Last Tuesday was the last day of the spring semester, and it was also was my last class of all time presenting as a man. [We won’t get into how well I’m pulling that off because I’m apparently not doing very well — good thing I’m a transsexual is all I can say.]
As I dressed that morning, I felt a sense of ritual occasion. I chose my best Armani suit, deep and dark with subtle stripes, dark purple shirt, expensive tie, and nice Italian shoes. It’s a good look, professional without being stilted. In fact, someone else has my blessing to continue this look with a similar suit. I, however, am finished with it. This past month at school has been difficult as the weather has become warmer because I just cannot really take of my jacket any more (I’ve always been a “jacket-off” kind of professor). With the semester finally over and my relationship with students no longer based on the power of giving grades, I am fully out (in several ways).
But that wasn’t the last men’s suit I have worn. I wore what I think is my final suit as a man on Friday, when we attended the funeral for Mary Jo’s father. I chose a black Italian suit with faint gray pinstripes and a subtle tie with blues and blacks. Despite the fact that I’m feeling completely like Joyce, it did not even cross my mind to attempt to present as female or to dress down for this occasion, since it was a time for Mary Jo’s family to gain some closure.
I have worn many nice suits over the years, and I’ve always liked the look of a decent suit. I wore one for my wedding, for the funerals of my parents, for graduations and other ceremonies. I’ve worn them in my classes, bucking the trend for professors in the humanities who prefer the casual look. I’ve worn dark suits, gray suits, light suits, pinstripe and solid suits. My suits were cheaper when I was younger and have become increasingly expensive over the years.
When I have worn these suits, I always wear a tie, and I have tried to invest in nice-looking ties over the years. When I took my professor job, I bought perhaps 30 Jerry Garcia ties on Ebay and they became my steady repository of color and style to complement my Italian suits for the past 10 years.

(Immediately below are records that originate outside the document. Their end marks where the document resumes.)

PR #706, opened 2020-08-23
Create .git-blame-ignore-revs

aqua-uru:
I created the file and entered a handful of my own 2to3 commits. Not sure which others are good candidates. I will add the upcoming 'black' commit when it happens.

It seems to work well after running `git config blame.ignoreRevsFile .git-blame-ignore-revs`.


aqua-uru:
Added!

PR #709, opened 2020-08-26
Fix fallout from upstream libexpat library rename.

Hoikas:
As of libexpat 2.2.8, the library was renamed from libexpat to expat. In 2.2.9, this was supposedly reverted back to libexpat; however, in practice, I find that vcpkg builds libexpatMD. Therefore, we now use libexpat's config. However, this is not present in the most recent devlibs bundle with expat 2.2.7, so we fall back on the out of date cmake find module in that case.

This should fix the latest CI failure in #702.

### DIFF
--- a/Sources/Plasma/FeatureLib/pfLocalizationMgr/CMakeLists.txt
+++ b/Sources/Plasma/FeatureLib/pfLocalizationMgr/CMakeLists.txt
@@ -2,7 +2,24 @@ include_directories(../../CoreLib)
 include_directories(../../NucleusLib/inc)
 include_directories(../../PubUtilLib)
 
-include_directories(${EXPAT_INCLUDE_DIR})
+# Skip CMake's built in FindExpat module and use libexpat's CMake config, if possible,
+# due to library rename in libexpat 2.2.8 and higher.
+find_package(EXPAT CONFIG QUIET)
+if(NOT TARGET expat::libexpat)
+    message(DEBUG "libexpat CMake Config not found, using FindExpat module.")
+    find_package(EXPAT REQUIRED)
+    add_library(expat::libexpat STATIC IMPORTED)
+    set_target_properties(expat::libexpat PROPERTIES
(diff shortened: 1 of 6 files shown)


Sources/Tools/MaxMain/CMakeLists.txt
```diff
@@ -93,7 +93,6 @@ target_link_libraries(MaxMain MaxExport)
 target_link_libraries(MaxMain MaxPlasmaMtls)
 target_link_libraries(MaxMain ${3dsm_LIBRARIES})
 
-target_link_libraries(MaxMain ${EXPAT_LIBRARY})
```
zrax, line 96: There are other references to ${EXPAT_LIBRARY} in plClient, pfPythonTest and plLocalizationEditor

Sources/Plasma/FeatureLib/pfLocalizationMgr/CMakeLists.txt
```diff
@@ -2,14 +2,27 @@ include_directories(../../CoreLib)
...
+    URL "https://github.com/libexpat/libexpat"
+    DESCRIPTION "Expat XML Parser for C"
+    TYPE REQUIRED
+)
 
 if(WIN32)
     add_definitions(-DWIN32)
-
-    if(EXPAT_IS_STATIC)
-        add_definitions(-DXML_STATIC)
```
zrax, line 11: It looks like the "fix" for this is vcpkg-specific, so if we want to support non-vcpkg versions of expat, we should keep this :(

Hoikas: 😢

Sources/Tools/MaxMain/CMakeLists.txt
Hoikas: I think I already got the one in plClient, and I'll get the other two shortly.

If you buy a cheap suit that looks stiff and you look uncomfortable, then all you’ve succeeded in doing is being a “stiff suit.” If you wear a suit because it’s the only way you acquire power, then you’re the classic “suit” from middle management. Both of these are wrong reasons to wear suits. If, however, you have a nice fabric and you feel comfortable in the suit, then I find it becomes like a haiku for expressing you — you’ve only got so many fashion syllables to work with, and a suit gets so much done so sparingly that you can do it almost without thinking: suit, shirt, tie (almost in any combination you want).
As I contemplate retiring all these suits and acquiring new ones for women, I feel as if such mindlessness is gone. There is more to think about — not just the suit, but the blouse, the accessories, the shoes, the jewelry. Sure, the basic foundation of a good, comfortable suit probably remains the same, but there are many more accents. If a man’s suit is a haiku, then a woman’s suit is more like a sonnet, still constrained in some way (14 lines, in this case), but with a great deal more volume, subtlety, nuance, and range. It can be overdone or underdone in ways I have not had to face before.
Perhaps the issue of suits is really just a metaphor for all parts of my life — sure, I do need to buy new clothes, but a transsexual transition involves a great deal of bringing things and actions and beliefs that used to be automatic into a new consciousness or a new setting. Stance, vocabulary, attitude, relationships — virtually forgotten as conscious acts that we all learned as adolescents and refined over the years are now suddenly brought into question for revision, awkwardly and self-consciously in many cases. No, it’s not just a matter of thinking, “Wow, now I need to buy new clothes,” but rather, “Wow, I have to re-visit and re-learn how I ‘dress’ not only my body, but also my entire persona and every way that it interacts with others.”
Fortunately, a woman’s suit and a men’s suit are still just suits, both in the same category of professionalism and seriousness. And so are these other dressings of interaction: talk, eye contact, body language. They need adjustment, not radical change. It’s like learning to order food in England instead of America, perhaps requiring a slightly different vocabulary and employing different units of measurement and currency, but the goal of getting food and drink in one’s belly is still the same.